### EXERCISE MATERIAL:

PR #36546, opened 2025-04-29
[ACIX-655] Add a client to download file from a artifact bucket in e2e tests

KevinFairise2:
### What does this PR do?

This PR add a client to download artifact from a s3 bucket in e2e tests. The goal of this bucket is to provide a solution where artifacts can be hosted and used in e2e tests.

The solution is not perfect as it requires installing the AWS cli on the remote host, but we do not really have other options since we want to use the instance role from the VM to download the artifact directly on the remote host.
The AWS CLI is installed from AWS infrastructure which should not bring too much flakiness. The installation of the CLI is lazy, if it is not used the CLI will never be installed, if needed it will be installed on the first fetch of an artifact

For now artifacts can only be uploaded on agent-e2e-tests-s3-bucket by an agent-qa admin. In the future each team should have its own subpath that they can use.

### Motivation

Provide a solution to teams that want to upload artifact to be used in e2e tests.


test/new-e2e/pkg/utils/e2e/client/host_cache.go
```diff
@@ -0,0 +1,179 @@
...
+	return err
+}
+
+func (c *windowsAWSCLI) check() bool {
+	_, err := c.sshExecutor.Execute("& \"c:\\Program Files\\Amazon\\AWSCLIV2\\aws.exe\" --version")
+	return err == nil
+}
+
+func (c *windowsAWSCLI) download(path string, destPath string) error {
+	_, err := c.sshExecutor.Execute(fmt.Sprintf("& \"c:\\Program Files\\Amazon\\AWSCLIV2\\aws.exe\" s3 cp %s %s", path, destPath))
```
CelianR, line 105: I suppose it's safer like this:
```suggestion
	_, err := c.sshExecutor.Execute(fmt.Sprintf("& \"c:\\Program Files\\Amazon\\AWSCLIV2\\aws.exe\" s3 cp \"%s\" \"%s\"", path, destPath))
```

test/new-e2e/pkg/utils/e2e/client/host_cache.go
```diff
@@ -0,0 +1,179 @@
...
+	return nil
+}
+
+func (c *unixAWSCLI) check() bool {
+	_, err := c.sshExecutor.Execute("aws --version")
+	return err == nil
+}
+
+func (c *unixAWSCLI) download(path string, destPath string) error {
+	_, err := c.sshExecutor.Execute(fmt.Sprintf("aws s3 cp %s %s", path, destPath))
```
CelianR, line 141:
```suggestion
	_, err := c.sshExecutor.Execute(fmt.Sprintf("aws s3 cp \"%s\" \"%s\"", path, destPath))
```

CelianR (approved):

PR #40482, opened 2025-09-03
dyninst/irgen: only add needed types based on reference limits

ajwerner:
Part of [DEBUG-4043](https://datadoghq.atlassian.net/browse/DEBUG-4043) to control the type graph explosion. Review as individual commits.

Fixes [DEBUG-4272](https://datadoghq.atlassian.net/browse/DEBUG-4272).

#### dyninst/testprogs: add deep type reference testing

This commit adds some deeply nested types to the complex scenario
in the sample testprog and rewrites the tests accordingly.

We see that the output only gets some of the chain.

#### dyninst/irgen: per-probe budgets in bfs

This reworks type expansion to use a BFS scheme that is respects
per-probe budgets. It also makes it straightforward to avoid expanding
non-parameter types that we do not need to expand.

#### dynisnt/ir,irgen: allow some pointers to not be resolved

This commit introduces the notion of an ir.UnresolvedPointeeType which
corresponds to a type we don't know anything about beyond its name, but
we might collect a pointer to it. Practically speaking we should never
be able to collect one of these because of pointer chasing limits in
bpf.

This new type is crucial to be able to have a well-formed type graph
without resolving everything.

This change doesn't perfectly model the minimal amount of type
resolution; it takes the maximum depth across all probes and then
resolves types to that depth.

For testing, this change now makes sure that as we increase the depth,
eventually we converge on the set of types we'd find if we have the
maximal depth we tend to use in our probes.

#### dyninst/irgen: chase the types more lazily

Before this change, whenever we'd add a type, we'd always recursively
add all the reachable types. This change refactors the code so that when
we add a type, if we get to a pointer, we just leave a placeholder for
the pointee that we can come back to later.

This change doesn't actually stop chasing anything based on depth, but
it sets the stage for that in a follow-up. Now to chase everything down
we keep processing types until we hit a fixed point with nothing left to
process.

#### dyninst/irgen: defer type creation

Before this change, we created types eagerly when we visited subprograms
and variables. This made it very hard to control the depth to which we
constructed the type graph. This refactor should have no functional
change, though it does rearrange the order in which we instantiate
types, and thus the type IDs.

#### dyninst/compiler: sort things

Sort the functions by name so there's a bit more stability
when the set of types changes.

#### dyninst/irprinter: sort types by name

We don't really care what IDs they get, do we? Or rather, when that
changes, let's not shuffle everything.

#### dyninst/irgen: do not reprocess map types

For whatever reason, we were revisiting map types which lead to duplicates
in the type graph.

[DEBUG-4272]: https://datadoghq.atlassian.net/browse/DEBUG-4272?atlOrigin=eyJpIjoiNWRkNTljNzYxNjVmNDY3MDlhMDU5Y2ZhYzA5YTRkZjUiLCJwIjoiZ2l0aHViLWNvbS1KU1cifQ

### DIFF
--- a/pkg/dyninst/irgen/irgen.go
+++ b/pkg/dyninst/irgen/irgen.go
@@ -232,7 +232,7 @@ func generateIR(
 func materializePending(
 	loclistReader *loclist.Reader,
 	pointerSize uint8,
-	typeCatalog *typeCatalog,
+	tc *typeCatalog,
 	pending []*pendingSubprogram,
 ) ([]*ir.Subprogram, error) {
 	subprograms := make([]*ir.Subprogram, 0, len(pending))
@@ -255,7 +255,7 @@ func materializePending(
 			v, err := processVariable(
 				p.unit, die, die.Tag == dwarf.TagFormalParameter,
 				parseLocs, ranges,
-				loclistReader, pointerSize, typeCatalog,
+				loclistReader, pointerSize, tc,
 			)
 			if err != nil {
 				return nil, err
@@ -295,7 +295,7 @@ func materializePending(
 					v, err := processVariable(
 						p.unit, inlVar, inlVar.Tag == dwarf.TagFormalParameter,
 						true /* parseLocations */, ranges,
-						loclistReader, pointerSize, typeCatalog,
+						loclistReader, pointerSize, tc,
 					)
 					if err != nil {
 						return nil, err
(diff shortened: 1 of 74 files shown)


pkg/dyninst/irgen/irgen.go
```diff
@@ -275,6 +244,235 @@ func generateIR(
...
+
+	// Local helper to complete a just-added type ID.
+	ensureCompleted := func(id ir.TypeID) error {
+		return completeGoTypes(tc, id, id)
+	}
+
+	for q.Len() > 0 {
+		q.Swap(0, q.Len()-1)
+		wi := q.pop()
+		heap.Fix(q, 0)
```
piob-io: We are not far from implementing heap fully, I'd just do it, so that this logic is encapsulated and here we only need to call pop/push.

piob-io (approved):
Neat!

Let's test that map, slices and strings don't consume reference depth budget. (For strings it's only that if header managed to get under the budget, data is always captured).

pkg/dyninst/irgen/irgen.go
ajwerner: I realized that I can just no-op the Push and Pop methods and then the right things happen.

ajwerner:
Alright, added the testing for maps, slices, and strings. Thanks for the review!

### GOAL OF THE EXERCISE:
Write down exactly the span of lines above from the one containing "This new type" to the one containing "resolves types to that depth.", both ends included.

### EXERCISE OUTPUT:
This new type is crucial to be able to have a well-formed type graph
without resolving everything.

This change doesn't perfectly model the minimal amount of type
resolution; it takes the maximum depth across all probes and then
resolves types to that depth.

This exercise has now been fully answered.